Each movement explored the tension between contemplation and more earthly forward motion. Periodically, the music was held at a standstill, with some gently grinding interior dissonances that told you this repose was temporary – if, in fact, it really was repose. The string quartet writing sometimes suggested a static Elizabethan-era viol consort, but often it employed (if not quoted) the kind of consoling, rocking-back-and-forth motion heard in the string writing of Górecki’s Symphony No. 3.
Beyond that, the vocal writing was about dramatizing the text – sometimes very dramatically. In the middle movement on Levertov’s Tower of Babel text, the music built sequentially into something of a shriek as the words described the tower rising further and further; the effect was vaguely comparable the “Wild Nights” movement from John Adams’s Harmonium.
That second movement especially spoke to my inner addict, the part of me that always wants more of everything. Not that I’m alone in that. Ours is a world where anything legitimate must grow and anything stationary is automatically moving backward. We all know that stillness exists in our world, but outside of a yoga class, isn’t that a well-kept secret? In any case, Spears’s harmonies bordered on saturated, certainly something that you could immediately take to your heart.
The other pieces on the program were shorter but no less significant in their own ways. If the name Joel Puckett isn’t etched into your brain, it should be. His Enter the Earth was a fascinating piece, using a Kalahari hunter-gatherer’s description of a mystical journey into the earth he experiences as he hears others sing.
Puckett’s score contrasts the smallness of human beings (sometimes characterized by small solo voices) with the earth’s power and magnitude. The moment when the harmonies fan out with the words “Then you return to where everyone else is” was a grand dramatic gesture and a breathtaking technical feat. How much credit for that achievement goes to the composer and how much to conductor Donald Nally is hard to say; I’m just glad that it happened. I also wondered how many (if any) other choirs could pull off effects like the quiet, intense harmonic humming heard in the beginning of the piece.

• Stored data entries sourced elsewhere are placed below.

PR #202, opened 2017-11-09
Added method to clean up obsolete definition metadata and tags.

ajoymajumdar:


metacat-main/src/main/java/com/netflix/metacat/main/api/v1/MetadataController.java
```diff
@@ -258,7 +238,24 @@ public void deleteDefinitionMetadata(
      */
     @RequestMapping(method = RequestMethod.DELETE, path = "/data/process")
```
zhljen: Should we name it as path = "/datametadata/process"? I am not sure about the 'process', but we should explicitly point out the datametadata and definitionmeatdata part.

metacat-main/src/main/java/com/netflix/metacat/main/services/MetadataService.java
```diff
@@ -37,15 +42,39 @@
  * Created by amajumdar on 9/26/16.
  */
```
zhljen: Can these follow the header format?

metacat-main/src/main/java/com/netflix/metacat/main/services/MetadataService.java
```diff
@@ -37,15 +42,39 @@
...
+        this.userMetadataService = userMetadataService;
+        this.tagService = tagService;
+        this.helper = helper;
+        this.registry = registry;
+    }
+
+    /**
      * Deletes all the data metadata marked for deletion.
      */
     public void processDeletedDataMetadata() {
```
zhljen: I am not sure if this function is trying to delete the data metadata or process the deleted data. The comments and the function name confused me.

metacat-main/src/main/java/com/netflix/metacat/main/services/MetadataService.java
```diff
@@ -102,4 +131,73 @@ public void processDeletedDataMetadata() {
...
+        final ListeningExecutorService service = threadServiceManager.getExecutor();
+        while (offset == 0 || dtos.size() == limit) {
+            dtos = userMetadataService.searchDefinitionMetadatas(null, null, null,
+                "id", null, offset, limit);
+            dtos.forEach(dto ->
+                service.submit(() -> deleteDefinitionMetadata(dto.getName(), false, metacatRequestContext)));
+            offset += limit;
+        }
+        threadServiceManager.stop();
+        log.info("End deleting obsolete definition metadata");
```
zhljen: We should log out the number of deleted records. It will be helpful to bucket them into catalogs, but at least the count will be useful.

metacat-main/src/main/java/com/netflix/metacat/main/services/MetadataService.java
ajoymajumdar: It is deleting obsolete data metadata. I agree the method name is confusing. This was written long back.

metacat-main/src/main/java/com/netflix/metacat/main/api/v1/MetadataController.java
ajoymajumdar: This is a metadata controller. Hence I named it data or definition.

zhljen: The ending point ( path ) should be self-explained, the client shouldn't know what controller it connects to.

zhljen: How about rename to path = "/obsoleteData" and "/obsoleteDefinition"? I do want to make the ending point self-explained what will actually happen.  The method name 'Delete' is explained the action, but the path /data/process is not clear.

ajoymajumdar: I am not good with names but I will rename it to /data/cleanup and /definition/cleanup. Is it fine?

zhljen: I thought about the 'cleanup' too, but it reads like 'delete /data/cleanup', and recommended 'delete obsoletedata'.  Both of them are better than 'process'..

tgianos: What @zhljen is saying here is really more of a RPC vs. REST argument. I see what she's saying about making it clear but I think it breaks consistency with a lot of our API.

If it isn't clear via the RESTful path of a `DELETE` to `/data/process` then that is the fault of the naming of those payloads and we probably should try to fix that root cause rather than hack some RPC method paths into it to get around it.

just my 2 cents.

ajoymajumdar: This is not the DELETE for the resource else it would have been /definition or /data with DELETE method. This is not a resource API. It is an API for cleaning up the invalid entries in definition_metadata and data_metadata and hence I named it /process but we could be more precise by saying cleanup..

tgianos: Lets talk about it on Monday in the meeting to come to a good answer for this going forward. @zhljen and I were talking about it in the office and we probably just need to come up with a consistent answer going forward. This seems to be a administration type API and perhaps we need to break these kinds of things apart

zhljen:
We can go like for now since the deletion of the obsolete data is need immediately. But I agree with Tom that we need a cleaner way to organize/implement these admin APIs.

Not having anything close to a comprehensive view of composer James Primosch, I find it hard to characterize how his voice has evolved. But I can say the composer I heard around 2000, when I first started sampling Philadelphia’s local compositional talent, is extremely different from what I heard on Saturday in the piece Carthage, set to an excerpt from Marilynne Robinson’s novel Housekeeping.
Previously, I had thought of Primosch as a post-George Rochberg composer, tonal but with some sharp edges and a taste for complexity; maybe writing for the voices of The Crossing has led him into something more essential. This piece (also a world premiere) uses something resembling plainchant as a starting point, taking from that world a sense of a religiously concentrated melodic line. There’s plenty of harmonic sophistication, and some blue notes – some of the bluest notes this side of Coltrane – that tell you this music is very much a product of our time.
The Crossing has big plans for Primosch in future months and seasons. We’ll talk more about him when I have a critical mass of his music to contemplate.
For rather different reasons, I must be provisional in the face of Toivo Tulev’s Walt Whitman setting, “A child said, what is the grass.” Though Nally gave a brilliant technical explication of the work in the pre-concert talk, the performance delivered the kind of information overload one sometimes experiences with 14th-century isorhythmic motets: You’re not sure what the words are doing there with that music, much less what the composer wants them to say.